10 November 2012

"... thirty nine ninetieths of a Dollar"


The full phrase, as I encountered it* read as follows:
He sent in his expense account: "for himself & Servant, totaling one hundred and ten dollars and thirty nine ninetieths of a Dollar."
The expense account was by a Lieutenant Armstrong, who led an exploration westward to the Mississippi in 1790.

But why "ninetieths" of a dollar?  I thought I knew early American coinage reasonably well, but I had never encountered this type of accounting.  I reached for an old copy of Yeoman's Red Book to review the early pennies and large cents and could find nothing relevant, nor was there anything in the continental currency section about cents or pence being 90 to the dollar.

So, back to the web, which promptly yielded the images above, which are of course not coins, but rather -
...small change bills of credit payable in specie issued by the Bank of North America in Philadelphia. This was one of several fractional currencies printed to carry on commerce during the "Copper panic" when the price of copper dropped dramatically and copper half penny coins were either not accepted by merchants or only accepted at far below their denominated value.

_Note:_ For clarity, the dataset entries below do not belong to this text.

PR #505, opened 2025-08-21
Small fix to support litellm via the SDK

Agam1997:
@kichanyurd 

Kindly review - Added litellm just like how we did for gemini, also added verify_environment

### DIFF
--- a/src/parlant/adapters/nlp/litellm_service.py
+++ b/src/parlant/adapters/nlp/litellm_service.py
@@ -199,18 +199,19 @@ class LiteLLMService(NLPService):
     def verify_environment() -> str | None:
         """Returns an error message if the environment is not set up correctly."""
 
-        if not os.environ["LITELLM_PROVIDER_MODEL_NAME"]:
+        if not os.environ.get("LITELLM_PROVIDER_MODEL_NAME"):
             return """\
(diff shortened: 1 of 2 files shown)


src/parlant/adapters/nlp/litellm_service.py
```diff
@@ -194,6 +194,23 @@ def max_tokens(self) -> int:
 
 
 class LiteLLMService(NLPService):
+    
+    @staticmethod
+    def verify_environment() -> str | None:
+        """Returns an error message if the environment is not set up correctly."""
+
+        if not os.environ["LITELLM_PROVIDER_MODEL_NAME"]:
```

The notes were printed by Benjamin Bache in Philadelphia on paper supplied by Benjamin Franklin that had a marbled border along the top of the sheet.
But why a 90:1 ratio rather than 100 pennies to the dollar?  I found part of the answer at the West Jersey History Project:
Mr. Adams, in his report on the subject of weights and measures, made in 1820, remarks: "It is now nearly thirty years since our new moneys of account, our coins and our mint, have been established. The dollar, under its new stamp, has preserved it name and circulation. The cent has become tolerably familiarized to the tongue, wherever it has been made, by circulation, familiar to the hand. But ask a tradesman or shopkeeper in any of our cities what is a dime, or a mill, and the chances are four in five that he will not understand your question. But go to New York and offer in payment the Spanish coin, the unit of the Spanish piece of eight, and the shop or market man will take it for a shilling. Carry it to Boston or Richmond, and you shall be told that it is not a shilling but a ninepence. Bring it to Philadelphia, Baltimore, or the city of Washington, and you shall find it recognized for an eleven penny bit, and if you ask how that can be, you shall learn that the dollar being of ninety pence, the eighth part of it is nearer to eleven than any other number; and pursuing still further the arithmetic of popular denominations, you will find that half of eleven is five, or at least, that half of the eleven penny bit is the fipenny bit, which fipenny bit at Richmond, shrinks to four pence half penny, and at New York swells to six pence." 
Here is the topic mentioned in The Bankers Magazine, via Google Books during a discussion of the history of the word "dollar":

So, at the time Lieutenant Armstrong submitted his expense account to the government, "the dollar in Pennsylvania equalled seven shillings and sixpence, and the penny was the one-ninetieth of a dollar."

For those who want to pursue this more fully, I think the best discussion I found this morning is in this pdf file entitled State "Currencies" and the Transition to the U.S. Dollar", but it's over 50 pages long and football games are starting shortly, so all I can offer is this screencap:


What a mess it must have been for the early colonists and Americans to cope with currencies and money. 

* in Undaunted Courage; Meriwether Lewis, Thomas Jefferson, and the Opening of the American West, by Stephen Ambrose (an excellent book, btw, of which I've only read a couple chapters and on which I'll have more to say later.)